We also implemented an optimal non-bipartite matching version of the analysis where the treatment variable is modelled as ordinal [29]. In this method, participants with different levels of the treatment variable but similar propensity scores can be matched. Further, in optimal non-bipartite matching, rather than using a greedy matching approach that can result in poor matches for later-matched pairs, an algorithm based on Derigs shortest augmentation path algorithm [30] is used. To implement the non-bipartite matching method, we first estimated treatment propensity scores for the participants using an ordinal logistic regression model. We then used these to derive the following distance measure:
$$\varDelta \left({x}_{i},{x}_{j}\right)= \frac{{\left({\widehat{\beta }}^{T}{x}_{i}-{\widehat{\beta }}^{T}{x}_{j}\right)}^{2}+ϵ}{{\left({Z}_{i}-{Z}_{j}\right)}^{2}}$$
(1)
Where \({\widehat{\beta }}^{T}x\) is the propensity score, \(Z\) is the treatment dose level, and \(ϵ\)is a vanishingly small but strictly positive number. This disallows matches between individuals with the same treatment dose. To control the amount of residual confounding, matches were also disallowed between pairs differing in distance by more than 0.15SD units by setting the relevant entries in the distance matrix to very large numbers. We then implemented optimal non-bipartite matching based on the distance matrix constructed using this measure using the R package nbpMatching [31].
RI-CLPM
Random-intercept cross-lagged panel models (RI-CLPMs)were fit to the longitudinal reading engagement and mental health data.
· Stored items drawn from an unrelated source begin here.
PR #1190, opened 2025-02-03
policies: allow custom directories and files under /usr/local

ondrejbudai:
According to FHS, /usr/local is meant for installing software locally.
Thus, this directory feels like the ideal place for extra software
installed by Image Builder's users via the custom files and directories.

This commit relaxes the custom files and directory policies so users
can add arbitrary files and directories under /usr/local.


achilleas-k:
We should also add some tests for the file and directory policies to the package tests here.

achilleas-k:
Not sure what kind of weird glitch made everything fail earlier but it seems to be okay now.

thozza (approved):
LGTM

achilleas-k:
Spoke too soon

achilleas-k:
ah wait.  The merge base of this PR is very old (from Dec).  Updating.

PR #1191, opened 2025-02-04
osbuild: update org.osbuild.systemd.unit.create stage

achilleas-k:
This PR updates the org.osbuild.systemd.unit.create stage to match the options in osbuild, especially the new sections for mount and socket unit types.
Tests added to cover all validation failures.


supakeen (approved):
Random thought but it'd be quite nice if we could partially codegen validate functions based on schemas.

thozza (approved):
Thanks.

We should really somehow mark the minimum `osbuild` version for `images` version, to not generate manifests that will fail with old `osbuild` and also auto-detect (by some kind of test) in all places that use `images`, that we need to bump the dependency in the SPEC.

PR #1192, opened 2025-02-04
manifest: add insights-client.service enable

loadtheaccumulator:
Add insights-client.service enable to kickstart file to fix issue with rpm-ostree updates not being collected and reported via insights client at reboot.

Fixes: HMS: 4827


pkg/manifest/anaconda_installer_iso_tree.go
```diff
@@ -702,7 +702,9 @@ func (p *AnacondaInstallerISOTree) makeKickstartStages(stageOptions *osbuild.Kic
 
 		}
 		hardcodedKickstartBits += makeKickstartSubscriptionPost(subscriptionPath, systemPath)
-
+		if p.SubscriptionPipeline.Subscription.Insights {
+			hardcodedKickstartBits += makeKickstartInsightsClientBootPost()
+		}
```
achilleas-k, line 707: The `SubscriptionPipeline` is [always created with the subscription options set](https://github.com/osbuild/images/blob/e8310ecccc1db95ee322375eea9cbb5d24ad40fa/pkg/image/anaconda_ostree_installer.go#L138-L141) but let's be cautious here ans also make sure that `p.SubscriptionPipeline.Subscription != nil` before dereferencing.

pkg/manifest/anaconda_installer_iso_tree.go
```diff
@@ -780,3 +782,15 @@ systemctl enable osbuild-subscription-register.service
...
+func makeKickstartInsightsClientBootPost() string {
+	// Enabling the insights-client.service is necessary for the insights client to
+	// collect when a system is rebooted after an upgrade.
+	// It is facilitated via insights-client.service.d/override.conf
+	kickstartInsightsClientBootPost := `
+%%post
+systemctl enable insights-client.service
+%%end
+`
+	return fmt.Sprintf(kickstartInsightsClientBootPost)
```
achilleas-k, line 795:
```suggestion
	return fmt.Sprint(kickstartInsightsClientBootPost)
```

achilleas-k (commented):
Thanks!  This LGTM but there's a couple of small issues below.

pkg/manifest/anaconda_installer_iso_tree.go
ezr-ondrej: Why are we even printing it? What change to the string we want to hapen through the print? :thinking:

The RI-CLPM can be thought of as an extension of the standard CLPM, which models the lag-1 autoregressive and cross-lagged relations between constructs over time. However, it has been noted that the standard CLPM conflates between-person and within-person effects, where it is the latter that is typically of interest in developmental theory and for informing interventions [8]. The RI-CLPM was proposed as a way to disaggregate these between- and within-person effects. It does so by specifying random intercept factors for each variable (person random effects representing individual differences in the overall levels of each variable) and fitting the cross-lagged structure to the resulting time-specific residuals. The random intercept factors are allowed to covary; they estimate the between-person association between constructs (e.g., the extent to which people with overall higher levels of reading engagement tend to have lower overall levels of mental health issues). The time-specific residuals after modelling these random intercepts represent individuals’ deviations from their baseline level of a construct and can be used to test whether being higher or lower than usual on one construct is associated with escalations or declines in another. For example, it can be used to test whether reading more at a given time is associated with better mental health concurrently and at the next wave. This represents the within-person cross-lagged effects of reading on mental health. All lag-1 autoregressive and cross-lagged effects between the reading and relevant mental health variables were modelled, as were the concurrent (residual) covariances between reading and the relevant mental health variable at each time point. Models were fit using the lavaan package in R statistical software with maximum likelihood estimation and separate models fit for each mental health outcome.